> PROBLEM DESCRIPTION
From the entries below, copy every line holding the word "width".

(Dataset records)
==========

PR #3768, opened 2026-04-21
fix: prevent timeline tick labels from overlapping when column is narrow

### LINKED ISSUE #3767: [Bug]: Timeline view time scale labels are overlapping
When timeline column is narrowed the tick labels can start overlapping

Image

aabhinavvvvvvv:
- Resolves #3767

## Description of the changes
- Added a `ResizeObserver` in the `Ticks` component to measure the timeline column width on mount and resize
- Intermediate tick labels are skipped using a power-of-2 step when they would overlap, so remaining labels stay evenly spaced
- The first and last labels are always shown regardless of column width

- Added unit tests for the `Ticks` component covering label rendering, `isEndAnchor` class, and no-label case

==========

> ANSWER TO THIS TASK
- Added a `ResizeObserver` in the `Ticks` component to measure the timeline column width on mount and resize
- The first and last labels are always shown regardless of column width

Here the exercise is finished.